Sasker Scheerder: VERSION
 

27.09.2005 - 16.10.2005

An audio-visual research into the nature and codes of reggae culture.
 
Sasker Scheerder is a Rotterdam based sound-related visual artist. His work being often described as a synthesis of western neuroticism and Afro-Caribbean slackness, he now decides to take this serious in a new work for Sub-urban's video lounge, where he will investigate into the nature of reggae culture's appearances in an almost scientific way. Also, you can drink coffee there.

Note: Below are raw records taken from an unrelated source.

PR #959, opened 2023-08-23
Remove entity label from audit log and look up info in database

### LINKED ISSUE #822: Remove entity label from audit log
I don't think we need to make any changes right away, but as we start thinking about deleting and purging entities, I think we should think about what information about an entity should remain in the audit log even after the entity is deleted and purged. We should store the entity UUID and dataset name, but I think we should remove any entity data, including the entity label, because that information could be sensitive. Ideally, we don't log any of that information in the audit log to begin with.

We currently log the entity label as part of the details of the `entity.create` event. Frontend uses the entity label on the submission detail page, so if we remove it from the details of the audit log entry, we'll need to figure out how to get that information to Frontend.

Update from Kathleen:
Backend PR: https://github.com/getodk/central-backend/pull/959
Frontend PR: https://github.com/getodk/central-frontend/pull/850

ktuite:
Backend part of issue #822 
Frontend PR [here](https://github.com/getodk/central-frontend/pull/850) (Makes small change on frontend to look up `label` from a new place.)

In the same way we look up current information about a submission when we get audit log events for a specific entity (so we can appropriately handle deleted submissions), this does the same thing for entity information.

Previously, the details for an event like `entity.create` contained an `entity` object with `uuid`, `dataset`, _and_ `label`. 

`label` has been removed, so the audit details only contain `uuid` and `dataset` but default.

But through the `getBySubmissionId` query, for events about entities, `details.entity` contains entity data populated from the database. This object has the same structure you'd see elsewhere in the API for getting details about an `entity`, but with the additional `dataset` property that was already in the audit event details. 

```
...
    'action': 'entity.create',
    'details': {'entity': {'createdAt': '2023-08-30T19:16:38.812Z',
                         'creatorId': 5,
                         'currentVersion': {'createdAt': '2023-08-30T19:16:38.812Z',
                                            'creatorId': 5,
                                            'current': True,
                                            'data': {'circumference_cm': '333',
                                                     'geometry': '44.296333 '
                                                                 '-75.364095 0 '
                                                                 '0',
                                                     'species': 'purpleheart'},
                                            'label': '333cm purpleheart',
                                            'userAgent': 'Enketo/6.2.2 '
                                                         'Mozilla/5.0 '
                                                         '(Macintosh; Intel '
                                                         'Mac OS X 10_15_7) '
                                                         'AppleWebKit/537.36 '
                                                         '(KHTML, like Gecko) '
                                                         'Chrome/116.0.0.0 '
                                                         'Safari/537.36'},
                         'dataset': 'trees',
                         'deletedAt': None,
                         'updatedAt': None,
                         'uuid': 'f08a4912-1c45-4dc5-a27a-36a6bb5d2638'},
              'entityDefId': 2,
              'entityId': 2,
              'submissionDefId': 2,
              'submissionId': 2},
...
```

If the entity has been soft deleted or purged, OR if the request is NOT EXTENDED, the details will look like this (closer to how they looked before but now without `label`):
```
'details': {'entity': {'dataset': 'trees',
                     'uuid': 'f08a4912-1c45-4dc5-a27a-36a6bb5d2638'},
          'entityDefId': 2,
          'entityId': 2,
          'submissionDefId': 2,
          'submissionId': 2},
```

Tests.

Follows a similar pattern as submission events for entities. Adds more useful info.

Going to make a change on frontend so deleted entities are displayed differently and dont have broken links.

I think this kind of detail about audit log event details isn't documented.

### DIFF
--- a/lib/model/migrations/20230830-01-remove-entity-label-from-audits.js
+++ b/lib/model/migrations/20230830-01-remove-entity-label-from-audits.js
@@ -1,0 +1,17 @@
+// Copyright 2023 ODK Central Developers
+// See the NOTICE file at the top-level directory of this distribution and at
+// https://github.com/getodk/central-backend/blob/master/NOTICE.
+// This file is part of ODK Central. It is subject to the license terms in
+// the LICENSE file found in the top-level directory of this distribution and at
+// https://www.apache.org/licenses/LICENSE-2.0. No part of ODK Central,
+// including this file, may be copied, modified, propagated, or distributed
+// except according to the terms contained in the LICENSE file.
+
+const up = (db) => db.raw(`
+update audits set details=(details #- '{entity,label}')
+  where action='entity.create'`);
+
+const down = () => {};
+
+module.exports = { up, down };
+
--- a/lib/model/query/audits.js
+++ b/lib/model/query/audits.js
@@ -9,7 +9,7 @@
 
 const { sql } = require('slonik');
 const { map, mergeLeft } = require('ramda');
-const { Actee, Actor, Audit, Dataset, Form, Project, Submission } = require('../frames');
+const { Actee, Actor, Audit, Dataset, Entity, Form, Project, Submission } = require('../frames');
 const { extender, equals, page, QueryOptions, unjoiner } = require('../../util/db');
 const Option = require('../../util/option');
 const { construct } = require('../../util/util');
@@ -99,7 +99,7 @@ const get = (options = QueryOptions.none) => ({ all }) =>
       return new Audit(row, { actor: row.aux.actor, actee: Option.firstDefined(actees) });
     });
   });
-
+/*
 const _getBySubmissionId = extender(Audit)(Option.of(Actor))((fields, extend, options, submissionId) => sql`
 select ${fields} from audits
   ${extend|| sql`left outer join actors on actors.id=audits."actorId"`}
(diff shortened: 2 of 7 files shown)


matthew-white:
> Need to make small change on frontend to look up label from a new place.

If the entity is deleted, how about we show its UUID, similar to how we show the instance ID if a submission is deleted? Ideally, we also wouldn't render a link if the entity is deleted. I think those are nice-to-haves though: we could probably back to this later once we're thinking more about entity deletion and purging.

lib/model/migrations/20230830-01-remove-entity-label-from-audits.js
```diff
@@ -0,0 +1,17 @@
...
+// See the NOTICE file at the top-level directory of this distribution and at
+// https://github.com/getodk/central-backend/blob/master/NOTICE.
+// This file is part of ODK Central. It is subject to the license terms in
+// the LICENSE file found in the top-level directory of this distribution and at
+// https://www.apache.org/licenses/LICENSE-2.0. No part of ODK Central,
+// including this file, may be copied, modified, propagated, or distributed
+// except according to the terms contained in the LICENSE file.
+
+const up = (db) => db.raw(`
+update audits set details=(details #- '{entity,label}')
```
sadiqkhoja, line 11: not super important but uppercase for SQL keywords would be nice

lib/model/query/audits.js
```diff
@@ -100,15 +100,35 @@ const get = (options = QueryOptions.none) => ({ all }) =>
...
 
-const _getBySubmissionId = extender(Audit)(Option.of(Actor))((fields, extend, options, submissionId) => sql`
-select ${fields} from audits
-  ${extend|| sql`left outer join actors on actors.id=audits."actorId"`}
-  where (details->'submissionId'::text)=${submissionId}
-  order by "loggedAt" desc, audits.id desc
+const _getBySubmissionId = extender(Audit)(Option.of(Actor), Option.of(Entity), Option.of(Entity.Def.alias('current_entity_def', 'currentVersion')))((fields, extend, options, submissionId) => sql`
+SELECT ${fields} FROM audits
+${extend|| sql`
+  left outer join actors on actors.id=audits."actorId"
```
sadiqkhoja, line 106: uppercase for SQL keywords

test/integration/api/submissions.js
```diff
@@ -3012,6 +3012,22 @@ one,h,/data/h,2000-01-01T00:06,2000-01-01T00:07,-5,-6,,ee,ff
                 body[2].details.should.eql({ instanceId: 'one', submissionId, submissionDefId: submissionDefIds[1] });
               }))))));
 
+    it.skip('should not expand actor when not extended', testService((service) =>
```
sadiqkhoja, line 3015: skipped test?

sadiqkhoja (approved):
I like the response of this API now

Issue #949, opened 2023-08-11
Update API docs for 2023.4


ktuite:
**The goal to write these API docs in the OpenAPI format.**

- [x] If SSO is enabled, then the API won't be accessible. #910
- [x] API doc changes for https://github.com/getodk/central-backend/pull/946
    * add sentence to `### Listing Projects [GET]` about also getting count of dataset and last entity timestamp when requesting extended metadata
    * add section paralleling `### Listing Projects with nested Forms [GET /v1/projects?forms=true]` about nested Datasets

PR #960, opened 2023-08-24
fixes #464: always return source forms

sadiqkhoja:
Closes getodk/central#464

Integration tests and manual verification

This is the simplest solution, other thing that could do was return properties without forms and a separate field to specify relation between sourceForm and properties

None

Should be done in #949 

### DIFF
--- a/test/integration/api/datasets.js
+++ b/test/integration/api/datasets.js
@@ -891,7 +891,7 @@ describe('datasets and entities', () => {
           });
       }));
 
-      // bug #464
+      // bug central#464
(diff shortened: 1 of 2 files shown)


test/integration/api/datasets.js
```diff
@@ -887,6 +891,23 @@ describe('datasets and entities', () => {
           });
       }));
 
+      // bug #464
```
matthew-white, line 894: Maybe indicate that it's central#464, not central-backend#464?

matthew-white (approved):

PR #962, opened 2023-08-28
tests: always use real bcrypt lib

alxndrsn:
* remove dependency injection of `bcrypt`
* remove `mock-bcrypt.js`
* remove multiple paths to `password.verify()`/`verifyPassword()` and `password.hash()`/`hashPassword()`
* cut CI build times from ~8.5 mins to ~2.5 mins


matthew-white:
How does bcrypt with a salt of 1 compare to the bcrypt mock in terms of speed? That is, how do times compare when testing locally (where `BCRYPT=no` previously)?

alxndrsn:
I've just run `time make test` locally, once for each:

### `master`
```
real	3m20.993s
user	1m39.687s
sys	0m10.963s
```

### this branch
```
real	3m21.863s
user	1m41.048s
sys	0m10.810s
```

alxndrsn:
It's a surprising result though, as both `bcrypt.hashSync()` and `bcrypt.validateSync()` take about 1 second on my machine with a cost factor of 4.

sadiqkhoja:
I like this change, and want this to be merged soon

matthew-white:
I haven't taken a close look, but no objection on my end! Maybe @alxndrsn should rebase, then @sadiqkhoja should review.

One thing that comes to mind is that this PR seems thematically related to #990 in that both use environment variables rather than dependency injection, which we've tended to use in the past. #990 is partly meant to facilitate testing of the CLI, for which we don't have dependency injection set up: see #937. I don't think there's an issue with a greater use of environment variables, but I thought I'd note the pattern.

alxndrsn:
> I haven't taken a close look, but no objection on my end! Maybe @alxndrsn should rebase, then @sadiqkhoja should review.

This has been rebased :+1:

Makefile
```diff
@@ -105,4 +101,4 @@ check-file-headers:
 .PHONY: api-docs
 api-docs:
 	(test "$(docker images -q odk-docs)" || docker build --file odk-docs.dockerfile -t odk-docs .) && \
-	docker run --rm -it -v ./docs/api.yaml:/docs/docs/_static/api-spec/central.yaml -p 8000:8000 odk-docs
\ No newline at end of file
+	docker run --rm -it -v ./docs/api.yaml:/docs/docs/_static/api-spec/central.yaml -p 8000:8000 odk-docs
```
alxndrsn, line 104: revert this change

matthew-white:
@sadiqkhoja, I know you're focused on web forms at the moment, but would you be up for reviewing this PR? I can also take a look if you don't have time.

sadiqkhoja (approved):
this is a nice enhancement

PR #965, opened 2023-08-30
Api entity lists

lognaturel:
Progress towards https://github.com/getodk/central/issues/466

Ran it with https://github.com/getodk/docs/pull/1601/files

I tried a few different ways of presenting this information. I landed on a warning box because it's eye-catching and can be used in different contexts. It also feels appropriate: we want to warn users that they might have seen another word for this concept.

Docs-only.

That's what this is!

### DIFF
--- a/docs/api.yaml
+++ b/docs/api.yaml
@@ -18,13 +18,17 @@ info:
 
     The `/projects/:id/app-users` subresource can be used to create, manage, and delete **App Users**.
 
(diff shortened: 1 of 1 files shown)


docs/api.yaml
```diff
@@ -18,14 +18,18 @@ info:
...
+    The `/projects/:id/forms` resource and its subresource `/projects/:id/forms/…/submissions` provide full access to create, manage, and delete **`Form`s and `Submission`s to those Forms**. Each Form is a single [ODK XForms form](https://getodk.github.io/xforms-spec/), and many Submissions (filled-out forms, also sometimes called `Instance`s) may be attached to each Form. These resources are are created by sending XML in the ODK XForms format instead of JSON. One can also retrieve all the multimedia attachments associated with any submission through the `/projects/:id/forms/…/submissions/…/attachments` subresource.
```
matthew-white, line 21: Second "are" after "These resources are"

matthew-white (approved):

docs/api.yaml
lognaturel: Sorry, thank you!

PR #968, opened 2023-09-09
Enumerator should be able to access only open Form

sadiqkhoja:
Closes [sec#2](https://github.com/getodk/security/issues/2)

**Impact:**

Following endpoints were accessible for "App User", "Data Collector" and "Public link" when Form was closed, after this change they return 403:

- /v1/projects/1/forms/:name
- /v1/projects/1/forms/:name.xls
- /v1/projects/1/forms/:name.xml
- /v1/projects/1/forms/:name/versions
- /v1/projects/1/forms/:name/fields
- /v1/projects/1/forms/:name/manifest
- /v1/projects/1/forms/:name/attachments
- /v1/projects/1/forms/:name/attachments/:name.csv

Integration tests + Manual testing

Discussed the solution over Slack

None

No

### DIFF
--- a/lib/model/query/auth.js
+++ b/lib/model/query/auth.js
@@ -20,17 +20,21 @@ with recursive implied(id) as (
   (select unnest(ARRAY[ parent, species ]) from actees
     join implied on implied.id=actees.id))`;
 
-const can = (actor, verb, actee) => ({ oneFirst }) => {
+const _verbClause = (verbs) => sql.join(Array.from(verbs).map(v => sql`verbs ? ${v}`), sql` or `);
+
+const can = (actor, verbs, actee) => ({ oneFirst }) => {
   const acteeId = actee.acteeId || actee;
+
+  const verbsSet = new Set(typeof verbs === 'string' ? [verbs] : verbs);
 
   if (actor.acteeId === acteeId) {
     // special privileges actors always get on themselves.
-    if ((verb === 'user.read') || (verb === 'user.update'))
+    if ((verbsSet.has('user.read')) || (verbsSet.has('user.update')))
       return resolve(true);
 
     // all actors except app users can always log themselves out.
     // (public links cannot reach this route.)
-    if ((verb === 'session.end') && (actor.type !== 'field_key'))
+    if ((verbsSet.has('session.end')) && (actor.type !== 'field_key'))
       return resolve(true);
   }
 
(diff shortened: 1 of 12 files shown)


lib/model/query/auth.js
```diff
@@ -47,6 +51,10 @@ limit 1`)
 const canAssignRole = (actor, role, actee) => ({ Auth }) =>
   Auth.verbsOn(actor.id, actee).then((hasArray) => {
     const has = new Set(hasArray);
+    // `open_form` is subset of `form` so if someone has grant access on `form`
+    // they should be able do it on `open_form` as well
+    if (has.has('form.list')) has.add('open_form.list');
+    if (has.has('form.read')) has.add('open_form.read');
```
matthew-white, line 57: Rather than inferring `open_form.list` and `open_form.read` from `form.list` and `form.read`, could we add `open_form.list` and `open_form.read` to the list of verbs for admins and project managers? I think that would simplify some of the SQL below as well.

ktuite (approved):
Talked to Sadiq interactively just now and I'm convinced that this is a sensible tradeoff of code complexity vs. cleanly reasoning about the verbs. 

With this approach, the meaning of `form.list` and `form.read` doesn't change for viewers/managers/admins, it continues to mean "access to all forms regardless of their state". 

The lower access roles have their `form` verbs removed and replaced with `open_form` verbs, which also makes sense -- we're limiting the access for these roles.

If we were instead to add `open_form.list/read` to the higher access roles and try to use it, we would need to forever maintain this double verb (`form` + `open_form`) and `form` on its own might take on a kind of unintentional `closed_form` meaning. Anyone who happened to create custom roles (through the DB) would also need to know about this double verb and need to remember to add the lower level `open_form` verb to make things work.

(One example where we already have to check a double verb is in the `_getSql` query of `Projects` where users must have `project.read` and `form.list`. This check makes sense to me, though, and isn't nearly as complicated as the `Forms` queries.)

Caveats I remember from code review:
- `canAssignRole()` has to change because higher access roles like admins/managers are expected to have all the verbs they assign to lower access roles, but admins don't have `open_form` verb so the function fakes it if that role has the superset `form` verb.

matthew-white:
Very helpful explanation, that sounds reasonable to me. I can see how there are tradeoffs here. It's a tricky problem!

matthew-white:
Just to make sure I'm understanding, Data Collectors will still be able to access closing forms over the API, right? So they'll see a closing form in the form list, but then Frontend will restrict them from actually navigating to the form page? If that's the case, I'm thinking of filing a separate Frontend issue about that. Frontend could hide closing forms from Data Collectors in the forms table.

sadiqkhoja:
>  I'm thinking of filing a separate Frontend issue about that. Frontend could hide closing forms from Data Collectors in the forms table.

I am not sure what's the ideal here. We allow "App Users" and "Public links" to submit against "Closing Forms", by that logic "Data Collector" should also be able to submit. But if they can't see the form in the form list then how are they gonna submit, by saving Enketo URL somewhere offline?

PR #969, opened 2023-09-12
Improve flow of SSO account creation email

lognaturel:
Adds "Otherwise" to more closely match other similar emails.

Only visual verification.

'Version' refers to dub music where record producers of early ska or soul music started to use defragmented parts from the original recordings, made in the daytime, to build completely new songs and soundscapes from these in the nighttime. The result is called a 'version'. It is the origin of remix culture in its broadest sense. The music is mostly instrumental and usually features heavily processed sound effects and other noises, such as animal sounds, and producers shouting instructions at the musicians. Dub music is strongly related to the Rastafari movement, a religious movement that reveres Haile Selassie I, the former emperor of Ethiopia, as King of Kings, Lord of Lords and the Lion of Judah. The movement emerged in Jamaica among working-class and peasant black people in the early 1930s, arising from an interpretation of Biblical prophecy, black social and political aspirations, and the teachings of their prophet, Jamaican black publicist and organiser Marcus Garvey, whose political and cultural vision helped inspire a new world view.

But nobody told Sasker Scheerder any of this. He is still wondering what all these funny red, yellow and green colours are about. He knows they must mean something.